Big Data refers to high volume and highly diverse biological, clinical, lifestyle, and environmental data on health and wellness status. Data collection ranges from one person to large cohorts. Big data in clinical systems obtain information from numerous sources such as patient summaries, EHRs, clinical trials, genomic data, telehealth, pharmaceutical data, and mobile apps (Pastorino et al., 2019). Employing big data in a clinical system comes with several benefits since it helps discover disease risk factors in an individual patient or a specific population (Glassman, 2017). Using big data increases disease prevention opportunities and informs health promotion activities for patients and the community.
Health professionals can analyze big data from a patient’s clinical data gathered from EHR and summaries in predicting the possible risk of a patient developing a lifestyle disease or a disease complication (Wang et al., 2019). From the risk prediction, the health can then plan appropriate health promotion interventions to lower the risk of having the disease or slow the progression of an existing condition.

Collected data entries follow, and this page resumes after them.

PR #617, opened 2023-02-09
chore: Connector Message Statisics Drawer

Kells512:

> Be able show what https://github.com/bf2fc6cc711aee1a0c2a/cos-ui/pull/733 looks like in storybook 

> To show what the examples for the message drawer look like

**Verification steps** 

> All examples found in the POC - CONNECTORS MESSAGE DRAWER

>Was not able to exactly move over the code from cos-ui to here, so open another pr there with what the code part should look like https://github.com/bf2fc6cc711aee1a0c2a/cos-ui/pull/733


gashcrumb:
@Kells512 I think what you've done on this branch is a good direction.  I'd suggest just using the Drawer component in the stories just to wrap each story in that and let the components that you're creating focus on the contents.  So for example, were I to integrate some of these components, I'd probably just use `Drawer` directly and would want to have header and drawer content components available separately when composing the page.

> Was not able to exactly move over the code from cos-ui to here, so open another pr there with what the code part should look like https://github.com/bf2fc6cc711aee1a0c2a/cos-ui/pull/733

Which part(s), can you maybe comment on the lines in that other PR?  Happy to help figure out how to bring everything over that needs to come over.

Kells512:
@gashcrumb It was just the other files that would have shown the message statistics draw on the whole page, I was not able to get some of the imports to work. And also the translation strings were also causing issues, I commented on the ones in the second PR

gashcrumb:
@Kells512 ah, okay gotcha, thanks!  I'll take a closer look across these two sets of changes, probably there's a number of components in there that wouldn't be in this repo.  My initial thought is maybe just mock up anything not to do with message statistics in the Story so that we can see how the component will look when used.  I'd be happy to go and scope this out, I'm not sure without looking if the components that make up that drawer hide a lot of nested markup that'd be tedious to mock.

Kells512:
@gashcrumb That would be really helpful, thanks Stan.

gashcrumb:
One thing I probably should have pointed out earlier, you'll want to replace `varient` with `variant` in this PR.

gashcrumb:
So, having a look and comparing the two, I think I'd let this stay focused on just adding the message statistics components, but rather than use CSS to get things positioned, I'd wrap each story in a generic drawer much like you've commented out [here](https://github.com/bf2fc6cc711aee1a0c2a/cos-ui/pull/733/files#diff-537639c3d99d2a2db7bb39dff07fead3d99d7e3011daa75efee9472a93f16666R70-R79).  I think since each of these additions in the design are in their own row just seeing them in the context of the drawer should be enough.

If we do want some surrounding connectors content, I'm kind of wondering if it wouldn't be nice to have some general placeholder component that uses Skeleton to just mock the content around the things we're interested in.  But let's worry about that when we need to :smile:

src/ProofOfConcepts/ConnectorMessageDrawer/DrawerDescList/ConnectorDrawer.css
```diff
@@ -0,0 +1,31 @@
...
+}
+.connector-drawer__header-title {
+  margin-top: 0 !important;
+}
+.connector-drawer__tab-content {
+  padding-top: var(--pf-global--spacer--lg);
+  padding-bottom: var(--pf-global--spacer--lg);
+}
+
+.pf-u-icon-color-green {
```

However, using big data in a clinical system has its limitation, like the risk of a data breach. Big data compromises the security of patient data from data breaches, system hacks, and ransomware (Pastorino et al., 2019). A data breach occurs due to ineffective administrative system safeguards to secure patient data. In addition, public cloud services increase the risk of system hacks causing a data breach.

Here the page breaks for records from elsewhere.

PR #618, opened 2023-02-16
chore: Add kebab in the toolbar

suyash-naithani:

> We have the option to show toolbar in responsive table but it was not showing up because of a missing prop.
> Ad the missing prop and expand on the type of `ToolbarAction` to allow sending dropdown values and to enable/disable the dropdown items

### DIFF
--- a/src/shared/Table/TableView.tsx
+++ b/src/shared/Table/TableView.tsx
@@ -44,7 +44,6 @@ export type ToolbarAction = {
   label: string;
   isPrimary: boolean;
   onClick: () => void;
-  hasKebabToolbarAction?: boolean; //Tells us if the action item is a kebab dropdown
   dropdownItems?: ActionDropdownItemsType[];
 };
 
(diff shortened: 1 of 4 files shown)


src/shared/Table/TableView.tsx
```diff
@@ -198,37 +208,52 @@ export const TableView = <TRow, TCol>({
...
-                      }}
-                    >
-                      {a.label}
-                    </OverflowMenuDropdownItem>
-                  ))}
-                  isFlipEnabled
-                  menuAppendTo="parent"
-                />
+              <OverflowMenuControl
+                hasAdditionalOptions={isToolbarKebabActionVisible}
```
hemahg, line 227: I guess to can use actions.some((a) => a.dropdownItems) to check hasAdditionalOptions props instead of passing a prop

src/shared/Table/TableView.tsx
```diff
@@ -96,6 +104,39 @@ export const TableView = <TRow, TCol>({
...
+        }}
+        isDisabled={a.isDisabled}
+      >
+        {a.label}
+      </OverflowMenuDropdownItem>
+    ));
+    if (buttonActions != undefined && kebabActionItems != undefined)
+      return buttonActions.concat(kebabActionItems);
+    else if (buttonActions != undefined) return buttonActions;
+    return kebabActionItems;
```
riccardo-forina, line 136:
```suggestion
    if (buttonActions != undefined && kebabActionItems != undefined)
      return buttonActions.concat(kebabActionItems);
    else if (buttonActions != undefined) return buttonActions;
    return [
       ...(buttonActions || []),
       ...(kebabActionItems || []),
    ];
```

`concat` mutates the original array in place. I'd suggest avoiding using it unless there is a good reason for not doing so.

PR #619, opened 2023-02-16
chore: prevent duplicate keys in merged array and remove condition fo…

suyash-naithani:
- When both action button and kebab are present, merging the two in a dropdown can cause duplicate keys and a warning to show up in the console. Prefix the kebab items key with 'kebab' to avoid duplicate keys
- We do not need a condition to check for accounts, it does not show any visible white space. In the condition where we will have only kebab options and no action buttons, the condition will prevent us from seeing the kebab. Removed the condition.

### DIFF
--- a/src/shared/Table/TableView.tsx
+++ b/src/shared/Table/TableView.tsx
@@ -110,7 +110,7 @@ export const TableView = <TRow, TCol>({
       <OverflowMenuDropdownItem
         key={id}
         onClick={() => {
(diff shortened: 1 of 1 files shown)


suyash-naithani:
@riccardo-forina  I noticed some changes needed in the action items kebab and addressed them here, please refer to the description. Apologies for not noticing this earlier

riccardo-forina (approved):

PR #622, opened 2023-03-02
chore: Get row data when a row is checked

suyash-naithani:


src/shared/Table/ResponsiveTable.tsx
```diff
@@ -68,7 +68,7 @@ export type ResponsiveTableProps<TRow, TCol> = {
   setRowOuiaId?: (props: RowProps<TRow>) => string;
   tableOuiaId?: string;
   variant?: TableVariant;
-  onCheck?: (isSelecting: boolean, rowIndex: number) => void;
+  onCheck?: (isSelecting: boolean, row: RowProps<TRow>) => void;
```
riccardo-forina, line 71: The row param is always the first one in the other callbacks. I'd do the same here for consistency

riccardo-forina (approved):
Left a comment, it would be nice if you could address it before merging

PR #626, opened 2023-03-28
chore: Add aria-label props for toolbar

suyash-naithani:

>Add props for aria-label for table toolbar and kebab options

### DIFF
--- a/src/shared/Table/TableView.stories.tsx
+++ b/src/shared/Table/TableView.stories.tsx
@@ -102,6 +102,8 @@ Example.args = {
 export const KebabAndButtonToolbarVisible = Template.bind({});
 KebabAndButtonToolbarVisible.args = {
   data: sampleData,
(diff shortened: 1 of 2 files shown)


hemahg (approved):

src/shared/Table/TableView.stories.tsx
```diff
@@ -102,6 +102,8 @@ Example.args = {
 export const KebabAndButtonToolbarVisible = Template.bind({});
 KebabAndButtonToolbarVisible.args = {
   data: sampleData,
+  toolbarKebabAriaLabel: "kebab-dropdown-toolbar",
+  toolbarAriaLabel: "table-toolbar",
   kebabActions: [
```
jgiardino, line 107: Aria labels are user-facing contents and are not intended to provide IDs on HTML elements. These need to be human-readable strings.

The risk of a data breach in big data can be alleviated through staff training to enhance the organization’s data security measures. McGonigle and Mastrian (2017) assert that organizations can train staff on data security protocols and updates in the protocols. Furthermore, organizations can frequently evaluate the staff with access to sensitive patient data to avoid data breach or damage by hackers and malicious parties.
Glassman, K. (2017). Using data in nursing practice. American Nurse Today, 12(11), 45-47.
McGonigle, D., & Mastrian, K. G. (2017). Nursing informatics and the foundation of knowledge (4th Ed.). Burlington, MA: Jones & Bartlett Learning.